It's virtually unknown due to it being almost impossible to monetize in the
way traditional art movements have been (where a single instance is made by an
artist and you can purchase and own that one "true" instance, all other
versions are just copies). It doesn't seem to have strong political or
philosophical aims like many art movements do. Most "demos" are produced by
small teams operating almost entirely under pseudonyms so single authorship
and artist identification is also very hard to pin down.
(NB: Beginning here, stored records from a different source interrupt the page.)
PR #952, opened 2023-10-26
mrd-1970_ppcs-user-search-screen: search screen for PPCS users journey

bills7281:


server/views/pages/paginatedPersonSearchResults.njk
```diff
@@ -24,56 +23,73 @@
...
-        <p class="govuk-body-l govuk-!-margin-bottom-3">
-            <span class='govuk-!-padding-right-2 govuk-!-font-weight-bold'>Case reference number (CRN):</span>
-             <span>{{ crn }}</span>
-        </p>
-        <a href="/search-by-crn" class="govuk-body-l govuk-link">Change <span class="govuk-visually-hidden">search term</span></a>
+            <p class="govuk-body-l govuk-!-margin-bottom-3">
+                <span class='govuk-!-padding-right-2 govuk-!-font-weight-bold'>Case reference number (CRN):</span>
+                <span>{{ crn }}</span>
+            </p>
+            {% if user.hasPpcsRole %}
```
DarrenW-HMPPS, line 30: What about passing this in from the earlier page as a query parameter saying "the search page I have come from". That means we don't have to revisit this page if we ever create a new search page.  It also means that we don't need to get involved in checking role membership.

server/views/pages/paginatedPersonSearchResults.njk
```diff
@@ -24,56 +23,73 @@
...
-                </td>
-                <td class="govuk-table__cell">{{ person.crn }}</td>
-                <td class="govuk-table__cell">{{ formatDateTimeFromIsoString({isoDate: person.dateOfBirth}) }}</td>
-            </tr>
-        {% endfor %}
-        </tbody>
-    </table>
-    {{ paginate({
+
+                            {% if user.hasPpcsRole %}
```
DarrenW-HMPPS, line 72: Would benefit from an auto format I think.

DarrenW-HMPPS: I think we should probably be honouring the Delius restrictions for PPCS users rather than overriding them.  We believe that currently PPCS can see everything, but we should expect/allow that to be specified in Delius.

server/views/pages/personSearchResults.njk
```diff
@@ -1,44 +1,56 @@
 {% extends "../partials/layout.njk" %}
 
-
```
DarrenW-HMPPS, line 3: Is this also old code we don't need? Do we always paginate now?

DarrenW-HMPPS (changes requested):

server/controllers/personSearch/personSearchResultsByName.ts
```diff
@@ -17,7 +17,7 @@ export const personSearchResultsByName = async (req: Request, res: Response) =>
     page: req.query.page as string,
   }
   const { user, flags } = res.locals
-
+  res.locals.user.hasPpcsRole = user.roles.includes('ROLE_MAKE_RECALL_DECISION_PPCS')
```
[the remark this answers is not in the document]
bills7281: I was going to do that but then realised that we'd need to update all the unit tests (probably 100s), so I opted out :O 
I can still do it if you like, I'll incline to my reviewer's choice here! What do you think?

server/views/pages/findaRecallRequestByCRN.njk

The art is usually highly abstract, or plays with familiar forms in abstract
ways. If there's a statement to be made it's usually in terms of create
productions that push what we think computing can do, and to do it in a way
that's not of any particular use to purely commercial or utilitarian
interests.

Demoscene music has a variety of identifiable subgenres, often based in non-
scene genres, but with several identifiable themes that don't generally exist
in non-demoscene music.

It has some loose "rules" for what is and isn't a demoscene production, but
it's kind of like pornography, you know it when you see it (or hear it). There
are literally hundreds of thousands of productions.

[https://en.wikipedia.org/wiki/Demoscene](https://en.wikipedia.org/wiki/Demoscene)

[https://www.scenemusic.net](https://www.scenemusic.net)

[http://www.scene.org/](http://www.scene.org/)

[http://www.pouet.net/](http://www.pouet.net/)

------
ddingus
Great. I love these, and there are so many. This is a nice treat.

------
iriche
Awesome!